Republican presidential candidate Mitt Romney at the Value Voters Summit on Saturday accused President Obama of subverting the U.S.’s international standing through poor economic management and promised to restore the nation to its rightful leadership position if elected.
Romney cited his track record as governor and in the private sector evidence of his ability to create jobs. He promised to “clamp down on China” for manipulating its currency and violating American intellectual property rights while promoting free trade and open markets.
“If you do not want America to be the strongest nation on Earth, I’m not your president. You have that president today.”
He also accused the president of being part of the “growing chorus that believes America’s day has past.” He rejected the notion of a world with a number of balanced powers, arguing the U.S. belongs at the head of the pack.
“This century must be an America century. In an American century, America has the strongest economy and the strongest military in the world,” Romney said.
The former Massachusetts Governor termed President Obama a failure, slamming his signature programs like the 2009 economic stimulus and the healthcare reform law.
Romney repeated his stump-speech pledge to grant all 50 states a waiver from the healthcare law.
“Obamacare is a wolf in wolf’s clothing. It’s expensive, it’s intrusive, and it’s unconstitutional,” Romney said, promising to repeal “every job-killing regulation” enacted under the Obama administration.
Romney also tackled the issue of his Mormon faith, which returned to the forefront at the Values Voter Summit on Friday.
Pastor Robert Jeffress, the head of theSouthern Baptist Convention, sparked some controversy when he called Mormonism a cult shortly after introducing Texas Gov. Rick Perry.
"Poisonous language doesn’t advance our cause," Romney said. "It’s never softened a single heart nor changed a single mind. The blessings of faith carry the responsibility of civil and respectful debate."
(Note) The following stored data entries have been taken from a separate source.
PR #1609, opened 2024-05-07
Update findByToken in JpaOAuth2AuthorizationService to handle exceptions

Andrew-Kang-G:
Compared to findById, which uses a primary key, findByToken has the potential to cause errors, such as returning duplicate results. Although this likelihood is low, considering many concurrent situations, it's better to handle unexpected exceptions to prevent login failures.

### DIFF
--- a/docs/src/main/java/sample/jpa/service/authorization/JpaOAuth2AuthorizationService.java
+++ b/docs/src/main/java/sample/jpa/service/authorization/JpaOAuth2AuthorizationService.java
@@ -15,26 +15,15 @@
  */
 package sample.jpa.service.authorization;
 
-import java.time.Instant;
-import java.util.List;
-import java.util.Map;
-import java.util.Optional;
-import java.util.function.Consumer;
-
 import com.fasterxml.jackson.core.type.TypeReference;
 import com.fasterxml.jackson.databind.Module;
 import com.fasterxml.jackson.databind.ObjectMapper;
-import sample.jpa.entity.authorization.Authorization;
-import sample.jpa.repository.authorization.AuthorizationRepository;
-
+import org.apache.commons.logging.Log;
+import org.apache.commons.logging.LogFactory;
+import org.springframework.core.log.LogMessage;
 import org.springframework.dao.DataRetrievalFailureException;
 import org.springframework.security.jackson2.SecurityJackson2Modules;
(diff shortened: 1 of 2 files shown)


docs/src/main/java/sample/jpa/service/authorization/JpaOAuth2AuthorizationService.java
```diff
@@ -90,29 +90,64 @@ public OAuth2Authorization findByToken(String token, OAuth2TokenType tokenType)
...
+	private void handleException(String token, OAuth2TokenType tokenType, Exception e) {
+
+		if (this.logger.isWarnEnabled()) {
+			this.logger.warn(LogMessage.format("Failed in running findByToken (token: '%s', error details: '%s')", token, e.getMessage()));
+		}
+
+		String value = tokenType != null ? tokenType.getValue() : null;
+
+		if (OAuth2ParameterNames.STATE.equals(value)) {
+			this.authorizationRepository.deleteAllByState(token);
```
jgrandja, line 131: @Andrew-Kang-G 

We cannot assume the error condition is directly related to "duplicate results":

> findByToken has the potential to cause errors, such as returning duplicate results

Also keep in mind that this is sample code that we have provided in a How-to guide, and the expectation is that the user will take the code and enhance it to fit the requirements for their application.

I'm going to close this as I don't think we should introduce the `delete**` operations as we want to keep the sample a simple starting point for users.

Andrew-Kang-G: Thank you for the answer. @jgrandja 

For normal operations, duplicate results don't occur. However, when considering a scenario where a user is using multiple devices, their access tokens should be managed separately. In such cases, the access token values could potentially be the same, as they are encoded blobs consisting of the user's information. This means there is a possibility of collisions. If the library's standard implementation ensures that the same token is never generated at any time, I agree. 

| principal_name | registered_client_id | access_token_value |customized_my_value sent from each mobile device|
|-------|-------|-------|-------|
| customer1 |app_customer| SameBlobRRR|mobile-Android-Chris...|
| customer1 |app_customer| SameBlobRRR|mobile-Android-Jane...|
| customer2 |app_customer| DifferentBlobRRR|mobile-Android-DDD |

Issue #1629, opened 2024-05-28
AOT hints prevent compilation when using `JdbcOAuth2AuthorizationService` or `JdbcRegisteredClientRepository`


nwholloway:
If you have a bean of type `org.springframework.security.oauth2.server.authorization.JdbcOAuth2AuthorizationService` or `org.springframework.security.oauth2.server.authorization.client.JdbcRegisteredClientRepository` then the compilation fails in `processAot` with the error:

```
java.lang.ClassNotFoundException:
  org.springframework.security.oauth2.server.authorization.jackson2.OAuth2ActorAuthenticationTokenMixin
```

To reproduce use `Spring Initializr` with dependencies "OAuth2 Authorization Server", "Spring Data JDBC" and "GraalVM Native Support", and just add the bean

```
@Bean
public JdbcRegisteredClientRepository registeredClientRepository(JdbcOperations jdbcOperations) {
    return new JdbcRegisteredClientRepository(jdbcOperations);
}
```

I have created an example [repository](https://github.com/nwholloway/spring-authorization-bug).

My investigation leads me to believe this this is caused by the AOT hint [OAuth2AuthorizationServerBeanRegistrationAotProcessor](https://github.com/spring-projects/spring-authorization-server/blob/main/oauth2-authorization-server/src/main/java/org/springframework/security/oauth2/server/authorization/aot/hint/OAuth2AuthorizationServerBeanRegistrationAotProcessor.java#L153)

The hint was introduced by 25a785de498b, but was not updated when the class was renamed by 2f1f45bc0152 (#60).

jgrandja:
Closing as duplicate of gh-1630

PR #1630, opened 2024-05-28
Fix AOT hints for OAuth 2.0 Token Exchange

nwholloway:
This is a proposed fix for issue #1629.

It just updates the classes to match the renaming performed by 2f1f45bc0152b6b8b414134cd2506ab01ece423d.


ahassanio:
I faced this issue while building the image!
what happen if i downgrade the version? and which version will be satisfied?!

nwholloway:
> I faced this issue while building the image! what happen if i downgrade the version? and which version will be satisfied?!

Spring Authorization Server 1.2.4 is not affected by this problem.  You should be able to downgrade to that version if you don't need the new features of 1.3.0.

jgrandja:
Thanks for submitting this fix @nwholloway ! This is now merged.

Issue #1636, opened 2024-06-03
Return more appropriate http status codes in OAuth2ErrorAuthenticationFailureHandler


MatthiasWinzeler:
Hi folks

Many thanks for this great project, it helps tremendously implementing a modern identity solution!

I noticed that the [OAuth2ErrorAuthenticationFailureHandler](https://github.com/spring-projects/spring-authorization-server/blob/main/oauth2-authorization-server/src/main/java/org/springframework/security/oauth2/server/authorization/web/authentication/OAuth2ErrorAuthenticationFailureHandler.java) always [return an error 400 (bad request) to clients](https://github.com/spring-projects/spring-authorization-server/blob/main/oauth2-authorization-server/src/main/java/org/springframework/security/oauth2/server/authorization/web/authentication/OAuth2ErrorAuthenticationFailureHandler.java#L56).

While this might be a sensible default, there are a lot of [OAuth2ErrorCodes](https://github.com/spring-projects/spring-security/blob/main/oauth2/oauth2-core/src/main/java/org/springframework/security/oauth2/core/OAuth2ErrorCodes.java) that would have more appropriate HTTP status codes, for example:

```
ACCESS_DENIED could be a 403
SERVER_ERROR could be a 500
TEMPORARILY_UNAVAILABLE could be a 503
INVALID_CLIENT could be a 401
...
```

I could not find anything related to http status codes in the OAuth2 specs, but it seems to me that the Ory Fosite project has a [good mapping of those OAuth2 error codes to http status codes](https://github.com/ory/fosite/blob/master/errors.go#L61).

It sounds like cosmetic, but we encountered real world issues where some clients need to distinguish between those errors (for example when silent refreshing in a iframe they handle 401/403s differently). Would it make sense to return the more appropriate error codes?

jgrandja:
@MatthiasWinzeler 

> Many thanks for this great project, it helps tremendously implementing a modern identity solution!

We are so happy to hear this !!! 

Regarding customizing the HTTP status, please take a look at this [comment](https://github.com/spring-projects/spring-authorization-server/pull/1465#discussion_r1462347098) for more context. Does this help?

MatthiasWinzeler:
@jgrandja many thanks - the approach in the comment looks good, we can then use this as a workaround.

However, do you think it would still make sense to return different return codes for some errors by default? i.e. the ones that are clearly not `400`s, like internal server error or the 401/403s?

jgrandja:
[...]

PR #1643, opened 2024-06-13
return more specific http status codes in OAuth2ErrorAuthenticationFailureHandler

MatthiasWinzeler:
Currently, `OAuth2ErrorAuthenticationFailureHandler` always returns `400 Bad Request` for all OAuth2 errors. There are some OAuth2 error codes that have clearly more matching http status codes, for example `"unauthorized_client"` could return a `401 Unauthorized` etc.

Adresses https://github.com/spring-projects/spring-authorization-server/issues/1636.


jgrandja:
Closing as per [comment](https://github.com/spring-projects/spring-authorization-server/issues/1636#issuecomment-2176718859)

Issue #1671, opened 2024-07-12
Empty auth_code parameter results in 500 on /token


aijazkeerio:
**Describe the bug**
Empty auth_code parameter results in 500 on /token
This is caused by https://github.com/spring-projects/spring-authorization-server/blob/main/oauth2-authorization-server/src/main/java/org/springframework/security/oauth2/server/authorization/authentication/CodeVerifierAuthenticator.java#L141

```
	private static boolean authorizationCodeGrant(Map<String, Object> parameters) {
		// @formatter:off
		return AuthorizationGrantType.AUTHORIZATION_CODE.getValue().equals(
				parameters.get(OAuth2ParameterNames.GRANT_TYPE)) &&
				parameters.get(OAuth2ParameterNames.CODE) != null;
		// @formatter:on
	}
``` 
returns true even though code has no value.

**To Reproduce**
Create a request for /token and add param `code` with no value/string

**Expected behavior**
Empty auth_code parameter results in 400 on /token

**Sample**
At the point of https://github.com/spring-projects/spring-authorization-server/blob/main/oauth2-authorization-server/src/main/java/org/springframework/security/oauth2/server/authorization/authentication/CodeVerifierAuthenticator.java#L141 
it should check if param has some value for example
```	
private static boolean authorizationCodeGrant(Map<String, Object> parameters) {
		// @formatter:off
		return AuthorizationGrantType.AUTHORIZATION_CODE.getValue().equals(
				parameters.get(OAuth2ParameterNames.GRANT_TYPE)) &&
				parameters.get(OAuth2ParameterNames.CODE) != null &&
				!parameters.get(OAuth2ParameterNames.CODE).toString().isBlank();
		// @formatter:on
	}
```

jgrandja:
Thanks for reporting this @aijazkeerio. I've confirmed this is a bug.

Would you be interested in submitting a fix for this?

jgrandja:
Closing in favour of gh-1680

PR #1680, opened 2024-07-26
Fix empty code parameter in CodeVerifierAuthenticator

aijazkeerio:
Fixes https://github.com/spring-projects/spring-authorization-server/issues/1671

### DIFF
--- a/oauth2-authorization-server/src/main/java/org/springframework/security/oauth2/server/authorization/authentication/CodeVerifierAuthenticator.java
+++ b/oauth2-authorization-server/src/main/java/org/springframework/security/oauth2/server/authorization/authentication/CodeVerifierAuthenticator.java
@@ -140,7 +140,8 @@ final class CodeVerifierAuthenticator {
 		// @formatter:off
 		return AuthorizationGrantType.AUTHORIZATION_CODE.getValue().equals(
 				parameters.get(OAuth2ParameterNames.GRANT_TYPE)) &&
-				parameters.get(OAuth2ParameterNames.CODE) != null;
+				parameters.get(OAuth2ParameterNames.CODE) != null &&
+				!parameters.get(OAuth2ParameterNames.CODE).toString().isBlank();
 		// @formatter:on
 	}
 
--- a/oauth2-authorization-server/src/main/java/org/springframework/security/oauth2/server/authorization/authentication/CodeVerifierAuthenticator.java
+++ b/oauth2-authorization-server/src/main/java/org/springframework/security/oauth2/server/authorization/authentication/CodeVerifierAuthenticator.java
@@ -137,12 +137,16 @@ final class CodeVerifierAuthenticator {
 	}
 
 	private static boolean authorizationCodeGrant(Map<String, Object> parameters) {
-		// @formatter:off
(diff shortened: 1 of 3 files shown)


9527286768 (approved):

9527286768 (approved):

oauth2-authorization-server/src/main/java/org/springframework/security/oauth2/server/authorization/authentication/CodeVerifierAuthenticator.java
```diff
@@ -140,7 +140,8 @@ private static boolean authorizationCodeGrant(Map<String, Object> parameters) {
 		// @formatter:off
 		return AuthorizationGrantType.AUTHORIZATION_CODE.getValue().equals(
 				parameters.get(OAuth2ParameterNames.GRANT_TYPE)) &&
-				parameters.get(OAuth2ParameterNames.CODE) != null;
+				parameters.get(OAuth2ParameterNames.CODE) != null &&
```
jgrandja, line 143: If the grant type is `authorization_code` and the `code` is empty, it should not return `false` and instead should error.

Try this instead:

```java
if (!AuthorizationGrantType.AUTHORIZATION_CODE.getValue().equals(parameters.get(OAuth2ParameterNames.GRANT_TYPE))) {
	return false;
}
if (!StringUtils.hasText((String) parameters.get(OAuth2ParameterNames.CODE))) {
	throwInvalidGrant(OAuth2ParameterNames.CODE);
}
return true;
```

oauth2-authorization-server/src/test/java/org/springframework/security/oauth2/server/authorization/authentication/ClientSecretAuthenticationProviderTests.java
```diff
@@ -282,6 +283,29 @@ public void authenticateWhenAuthorizationCodeGrantAndValidCredentialsThenAuthent
 		assertThat(authenticationResult.getRegisteredClient()).isEqualTo(registeredClient);
 	}
 
+	@Test
+	public void authenticateWhenAuthorizationCodeGrantAndPkceAndValidCodeVerifierAndMissingCodeThenAuthenticated() {
```
jgrandja, line 287: Please remove this test and add `OAuth2AuthorizationCodeGrantTests.requestWhenPublicClientWithPkceAndEmptyCodeThenBadRequest()`. You can use `requestWhenPublicClientWithPkceThenReturnAccessTokenResponse()` as a template and adjust it.

jgrandja (changes requested):
Thanks for the PR @aijazkeerio. Please see review comments.

oauth2-authorization-server/src/main/java/org/springframework/security/oauth2/server/authorization/authentication/CodeVerifierAuthenticator.java
aijazkeerio: Please review new changes.

jgrandja:
Thanks for the updates @aijazkeerio ! This is now merged.

FYI, I added a polish commit that was mostly formatting changes.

Romney ticked the boxes sure to appeal to the socially conservative crowd, a group he will need to win over in order to capture the Republican nomination. Many conservatives are skeptical of Romney because of his past support for abortion rights and the similarities between Obama's healthcare law and the one Romney passed as governor of Massachusetts.
Romney said he would invite faith back into the public discourse, voicing strong opposition to gay marriage and promising to take steps to end federal funding for Planned Parenthood and other groups he termed “abortion advocates.” He said he would appoint judges who would overturn Roe v. Wade and return the issue of abortion to the states to decide, which drew a standing ovation.
Romney also condemned China’s one-child policy and said if elected he would speak out against the practice of forced sterilizations and abortions.